Stored data:
Segment Open
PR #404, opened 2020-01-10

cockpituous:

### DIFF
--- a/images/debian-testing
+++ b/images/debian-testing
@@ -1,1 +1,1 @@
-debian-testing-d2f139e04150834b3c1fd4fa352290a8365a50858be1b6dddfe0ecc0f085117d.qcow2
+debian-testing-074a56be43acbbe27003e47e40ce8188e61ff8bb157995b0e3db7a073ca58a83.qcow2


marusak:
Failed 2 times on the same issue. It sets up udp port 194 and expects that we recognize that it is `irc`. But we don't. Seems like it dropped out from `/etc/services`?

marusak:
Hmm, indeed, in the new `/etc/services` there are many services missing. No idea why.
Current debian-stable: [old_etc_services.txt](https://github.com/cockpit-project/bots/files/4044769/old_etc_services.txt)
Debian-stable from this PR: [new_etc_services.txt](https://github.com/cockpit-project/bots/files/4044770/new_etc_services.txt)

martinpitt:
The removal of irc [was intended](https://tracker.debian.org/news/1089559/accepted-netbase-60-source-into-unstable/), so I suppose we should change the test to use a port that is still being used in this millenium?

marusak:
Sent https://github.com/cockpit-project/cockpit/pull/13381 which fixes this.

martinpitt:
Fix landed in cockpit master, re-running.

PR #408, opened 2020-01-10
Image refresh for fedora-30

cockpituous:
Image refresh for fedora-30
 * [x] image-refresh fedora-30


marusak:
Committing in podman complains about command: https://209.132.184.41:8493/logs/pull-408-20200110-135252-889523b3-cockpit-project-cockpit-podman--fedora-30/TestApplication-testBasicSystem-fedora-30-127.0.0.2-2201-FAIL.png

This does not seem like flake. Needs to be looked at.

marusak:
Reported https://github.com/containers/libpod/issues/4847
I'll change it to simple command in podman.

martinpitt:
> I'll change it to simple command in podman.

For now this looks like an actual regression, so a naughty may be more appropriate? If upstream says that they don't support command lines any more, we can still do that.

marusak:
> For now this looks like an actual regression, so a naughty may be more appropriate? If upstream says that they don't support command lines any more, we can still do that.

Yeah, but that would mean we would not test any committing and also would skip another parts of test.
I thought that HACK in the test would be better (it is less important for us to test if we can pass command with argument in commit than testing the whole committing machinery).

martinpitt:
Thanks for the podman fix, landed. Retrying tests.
Segment Closed
● **Problem to work on**
Verbatim reproduction of the entries is required.

● **Answer to the problem**
PR #404, opened 2020-01-10

cockpituous:

### DIFF
--- a/images/debian-testing
+++ b/images/debian-testing
@@ -1,1 +1,1 @@
-debian-testing-d2f139e04150834b3c1fd4fa352290a8365a50858be1b6dddfe0ecc0f085117d.qcow2
+debian-testing-074a56be43acbbe27003e47e40ce8188e61ff8bb157995b0e3db7a073ca58a83.qcow2


marusak:
Failed 2 times on the same issue. It sets up udp port 194 and expects that we recognize that it is `irc`. But we don't. Seems like it dropped out from `/etc/services`?

marusak:
Hmm, indeed, in the new `/etc/services` there are many services missing. No idea why.
Current debian-stable: [old_etc_services.txt](https://github.com/cockpit-project/bots/files/4044769/old_etc_services.txt)
Debian-stable from this PR: [new_etc_services.txt](https://github.com/cockpit-project/bots/files/4044770/new_etc_services.txt)

martinpitt:
The removal of irc [was intended](https://tracker.debian.org/news/1089559/accepted-netbase-60-source-into-unstable/), so I suppose we should change the test to use a port that is still being used in this millenium?

marusak:
Sent https://github.com/cockpit-project/cockpit/pull/13381 which fixes this.

martinpitt:
Fix landed in cockpit master, re-running.

PR #408, opened 2020-01-10
Image refresh for fedora-30

cockpituous:
Image refresh for fedora-30
 * [x] image-refresh fedora-30


marusak:
Committing in podman complains about command: https://209.132.184.41:8493/logs/pull-408-20200110-135252-889523b3-cockpit-project-cockpit-podman--fedora-30/TestApplication-testBasicSystem-fedora-30-127.0.0.2-2201-FAIL.png

This does not seem like flake. Needs to be looked at.

marusak:
Reported https://github.com/containers/libpod/issues/4847
I'll change it to simple command in podman.

martinpitt:
> I'll change it to simple command in podman.

For now this looks like an actual regression, so a naughty may be more appropriate? If upstream says that they don't support command lines any more, we can still do that.

marusak:
> For now this looks like an actual regression, so a naughty may be more appropriate? If upstream says that they don't support command lines any more, we can still do that.

Yeah, but that would mean we would not test any committing and also would skip another parts of test.
I thought that HACK in the test would be better (it is less important for us to test if we can pass command with argument in commit than testing the whole committing machinery).

martinpitt:
Thanks for the podman fix, landed. Retrying tests.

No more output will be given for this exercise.